We now have the basic building blocks for the six queries we need. I am going to use some tokens defined above to make the queries easier to read.

The six queries

It is actually now pretty easy to find misplaced field. There are however some subtleties that I need to mention. First of all, orphan field values (field values for undefined fields) can exist in Sitecore, and as the field definition is missing, there is no way to know whether such a field is shared, unversioned. So, when look for field values, we should always only look for fields where the field id is in the [FieldIdsQuery], meaning that there actually is a field definition.

Secondly note that we cannot reverse the shared and unversioned field id queries by looking for the value ‘0’, as this value is the default value for a checkbox and will not be stored in the database. We have to look at all field not in the shared and the unversioned queries.

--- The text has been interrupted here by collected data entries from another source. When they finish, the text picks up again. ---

PR #359, opened 2017-06-15
Hidden content rule fixes

marcysutton:
There were a couple of issues with the new hidden content rules when I pulled them into the extensions.

### DIFF
--- a/lib/checks/visibility/hidden-content.js
+++ b/lib/checks/visibility/hidden-content.js
@@ -1,0 +1,15 @@
+let styles = window.getComputedStyle(node);
+
+if (axe.commons.dom.hasContent(node)) {
+  if (styles.getPropertyValue('display') === 'none') {
+    return undefined;
+  } else if (styles.getPropertyValue('visibility') === 'hidden') {
+    if (node.parentNode) {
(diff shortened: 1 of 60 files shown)


WilcoFiers:
Good point, although, who puts aria-hidden on a script tag.

lib/checks/visibility/hidden-content.js
```diff
@@ -1,6 +1,7 @@
 let styles = window.getComputedStyle(node);
 
-if (axe.commons.dom.hasContent(node)) {
+let whitelist = ['SCRIPT', 'HEAD', 'TITLE', 'NOSCRIPT', 'STYLE'];
+if (!whitelist.includes(node.tagName) && axe.commons.dom.hasContent(node)) {
```
WilcoFiers: tagName should be cast to uppercase to have it work with xhtml docs.

downzer0:
What if you change the selector in the rule to `body *`?

lib/checks/visibility/hidden-content.js
dylanb: Add template to this list

marcysutton:
I wanted to include HTML in case somebody did something really bad.

downzer0:
👍

PR #362, opened 2017-06-15
feat: updated rule and check for hidden content to omit head, templat…

downzer0:
Updates a previously added and merged rule that checks for hidden content, by omitting `head`, `template`, and `script`. Additional tests were added for this update.

### DIFF
--- a/lib/checks/visibility/hidden-content.js
+++ b/lib/checks/visibility/hidden-content.js
@@ -1,6 +1,8 @@
 let styles = window.getComputedStyle(node);
+let nodeName = node.nodeName.toUpperCase();
+let skipOver = ['HEAD', 'TEMPLATE', 'SCRIPT'];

With that in mind, here are the six queries:

[SharedInUnversioned] = SELECT * FROM UnversionedFields WHERE FieldId IN ({FieldIdsQuery}) AND FieldId IN ({SharedFieldIdsQuery})

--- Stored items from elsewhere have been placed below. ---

PR #370, opened 2017-06-19
feat: Add option restoreScroll

WilcoFiers:
With this setting, axe will remember the scroll position of all elements that can scroll, and restore them once analyse is done.

### DIFF
--- a/doc/API.md
+++ b/doc/API.md
@@ -311,6 +311,7 @@ Additionally, there are a number or properties that allow configuration of diffe
 | `absolutePaths` | `false` | Use absolute paths when creating element selectors
 | `iframes`       | `true`  | Tell axe to run inside iframes
 | `elementRef`    | `false` | Return element references in addition to the target
+| `restoreScroll` | `false` | Scrolls elements back to before axe started
 
 
 ###### Options Parameter Examples
--- a/lib/core/public/run-rules.js
+++ b/lib/core/public/run-rules.js
@@ -29,7 +29,14 @@ function runRules(context, options, resolve, reject) {
 		});
 	}
 	q.defer(function (res, rej) {
-		audit.run(context, options, res, rej);
+		if (options.restoreScroll) {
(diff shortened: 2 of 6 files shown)


doc/API.md
```diff
@@ -311,6 +311,7 @@ Additionally, there are a number or properties that allow configuration of diffe
 | `absolutePaths` | `false` | Use absolute paths when creating element selectors
 | `iframes`       | `true`  | Tell axe to run inside iframes
 | `elementRef`    | `false` | Return element references in addition to the target
+| `restoreScroll` | `false` | Scrolls elements back to before axe started
```
marcysutton: Why not default to `true`? It would make implementing it in our extensions much easier.

dylanb: I agree

WilcoFiers: I want to avoid that we have to recommend that you set this to false if you're using axe in a test environment. I didn't do performance tests on it, so I'm not sure if the performance impact is significant enough that we'd have to do that. But if it isn't, if you can safely run this 1000 times in your application and not have it be noticeable, than we should just do this and not have it be optional at all.

Thoughts?

dylanb: Run some performance tests and then lets decide based on that

WilcoFiers: @dylanb It looks like it adds +/- 20ms to the execution when using it in dqpl-react. At most the impact is 15%, which is the case for very small components. For larger once this obviously goes down as test time goes up.

dylanb: Can you run some comparisons on large sites like amazon.com pages or ebay.com pages?

WilcoFiers: With axe-cli, up to 200ms or so, on a 20 - 25 second run. So yeah, this add something like 1% to 15% to execution time.

WilcoFiers: @dylanb @marcysutton Based on previous discussion, I think we concluded to leave it on false (as it is now). Please approve if you think this is ok.

PR #373, opened 2017-06-20
fix offScreen test failing in Chrome

WilcoFiers:
- Errors got swallowed by the browser testrunner. That’s fixed now
- Chrome was failing one of the tests due to not cleaning up scroll position

### DIFF
--- a/build/tasks/test-webdriver.js
+++ b/build/tasks/test-webdriver.js
@@ -35,12 +35,12 @@ module.exports = function (grunt) {
 	/**
 	 * Test each URL
 	 */
-	function runTestUrls(driver, urls) {
+	function runTestUrls(driver, urls, errors) {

[SharedInVersioned] = SELECT * FROM VersionedFields WHERE FieldId IN ({FieldIdsQuery}) AND FieldId IN ({SharedFieldIdsQuery})

[UnversionedInShared] = SELECT * FROM SharedFields WHERE FieldId IN ({FieldIdsQuery}) AND FieldId IN ({UnversionedFieldIdsQuery})

[UnversionedInVersioned] = SELECT * FROM VersionedFields WHERE FieldId IN ({FieldIdsQuery}) AND FieldId IN ({UnversionedFieldIdsQuery})

[VersionedInShared] = SELECT * FROM SharedFields WHERE FieldId IN ({FieldIdsQuery}) AND FieldId NOT IN ({SharedFieldIdsQuery}) AND FieldId NOT IN ({UnversionedFieldIdsQuery})

[VersionedInUnversioned] = SELECT * FROM UnversionedFields WHERE FieldId IN ({FieldIdsQuery}) AND FieldId NOT IN ({SharedFieldIdsQuery}) AND FieldId NOT IN ({UnversionedFieldIdsQuery})

With these queries it is possible to find all misplaced field values in the three fields tables.

So, what to do?

The easiest way to get rid of any misplaced field values is simply deleting the misplaced entries. But as described above, misplaced field values are not necessary ignored by Sitecore, but might actually be used instead of actually correctly placed values! Especially values placed in the SharedFields and UnversionedFields table should be carefully inspected before deleting, as these values are the values retrieved by Sitecore– even is the field is in fact versioned. If you work with multiple language this only add an additional layer of complexity to this operation.

The bottom line is that you might have to resolve these issues by hand, which is what I did: I created a tool that list all misplaced field values and compared their values with the correctly placed value and the value retrieved by Sitecore. If these values match, it is safe to delete the misplaced field – otherwise some kind of migration has to take place. The tool consists of a service, a field entry class wrapping the field value, and an enum to differentiate between the three field types. You will find the complete code below.

On a final note

I hope this this tour de force into Sitecore’s field tables have been informative and will help you resolve not also this type of field corruption, but also other kind of issues with field. While interacting with Sitecore’s database directly might make you feel uncomfortable, in some cases it is actually necessary, and an understanding of how Sitecore stores it data will definably help you in other scenarios as well.

But on question remains: How can a field value be misplaced in the first place? One way is that if you switch an exist field definition from e.g. shared to versioned, Sitecore starts a background job to move any field values from the to the SharedFields to the VersionedFields table. If this jobs fails or is interrupted, you might end up with this kind of corruption. Also, as far as I can tell, a number of items provided with Sitecore is actually born with this have this kind of corruption.